Kafka was not intended, originally, to store messages forever. Kafka, like Azure Event Hubs, works better for use cases that need to deal with high data ingestion throughput and distribution to multiple consumer groups that can consume these messages at their own pace. The received messages are intended to stay on the log for a configurable time. Handling millions of messages per second, these messages are usually forwarded to real-time analytics providers and usually, batching and storage adapters. Kafka and Event Hubs are not meant to be the final store for the data - they are a very fast and scalable service for data ingestion and normally, the first part of a data processing/analytics pipeline.

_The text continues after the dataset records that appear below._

PR #763, opened 2022-05-29
fix: use openid or unionid as username rather than nickname when logging with WeChat

### LINKED ISSUE #762: The problem of the same username when logging in by scanning the QR code on WeChat
当新的用户使用微信扫码登陆时，微信只能够提供用户的昵称、头像、unionID 等信息，但是 casdoor 会自动将昵称当作用户名传值给 name 字段，而实际上微信提供的昵称并不是唯一值，它仅能够当作显示名（ displayName 字段）来使用，这可能会使新用户在登陆时因昵称相同而无法注册的情况发生。因此 casdoor 能否调整一下与微信字段的对应关系，也就是当新用户使用微信登陆时，自动生成随机唯一的 name 值。
When a new user uses WeChat to scan the code to log in, WeChat can only provide the user's nickname, avatar, unionID and other information, but Casdoor will automatically pass the nickname as the username to the name field, but in fact the nickname provided by WeChat is not Unique value, it can only be used as a displayName, which may prevent a new user from being able to register due to the same nickname when logging in. Therefore, can casdoor adjust the corresponding relationship with the WeChat field, that is, when a new user logs in using WeChat, a random and unique name value is automatically generated.

caoshengdong:
fix: use openid or unionid as username rather than nickname when logging with WeChat
FIX #762

### DIFF
--- a/idp/wechat.go
+++ b/idp/wechat.go
@@ -185,7 +185,7 @@ func (idp *WeChatIdProvider) GetUserInfo(token *oauth2.Token) (*UserInfo, error)
 
 	userInfo := UserInfo{
 		Id:          id,
-		Username:    wechatUserInfo.Nickname,
+		Username:    id,
 		DisplayName: wechatUserInfo.Nickname,
 		AvatarUrl:   wechatUserInfo.Headimgurl,
 	}


hsluoyz:
@caoshengdong plz join the QQ group: 482622336 for discussion

Issue #705, opened 2022-04-25
Show alert when user clicks on application edit page's preview window


nomeguy:
See: https://demo.casdoor.com/applications/app-built-in

![image](https://user-images.githubusercontent.com/85475922/165013963-8837eed3-c49a-4fd9-b004-01763c3c306a.png)

hsluoyz:
@halozhy

PR #791, opened 2022-06-11
feat: show alert when user clicks on application edit page's preview wi…

ziliangyu:
Add a mask layer, cannot click

Fix: https://github.com/casdoor/casdoor/issues/705


ziliangyu:
Add a mask layer through positioning, which cannot be clicked.
T F@L6GTYZ8CSP_IIT7(QX8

That said, data ingested should normally be processed and stored where it can be queried and used in applications. In our opinion, Kafka should not be used as an event store, neither Azure Event Hubs. Products like Cosmos DB, EventStore (https://eventstore.com/) among others are more convenient for this purpose. Cosmos DB is a very interesting option when we are using the Azure cloud because it's serverless and there is no need to worry about its internal management. As a side note, other relational databases can be used also as an event store and many people have done so (https://github.com/commanded/eventstore).

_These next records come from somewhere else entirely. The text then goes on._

PR #793, opened 2022-06-12
fix: show alert when user clicks on application edit page's preview window

ziliangyu:
Add a mask layer through positioning, which cannot be clicked.
9_(1KYUZ3SEF9XMPTC{T@}J


hsluoyz:
Don't re-create PRs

Cosmos DB can help in the scenario of doing CQRS and Event Sourcing because it can be both an ingestion engine and an event store database with great querying support, not to mention the ability to automatically invoke a function when new data arrives. In the next part of this series, we delve into details of the code can be structured to help succeed using Event Sourcing techniques.
In this first part of the series, we introduced how a team can structure the project to create an event-driven business application, accomodating the needs for command and query separation, and taking advantage of an event store for the application. In the next part of the series, we will go into greater detail, explaining the code necessary to handle commands. We will also talk about the aggregate design.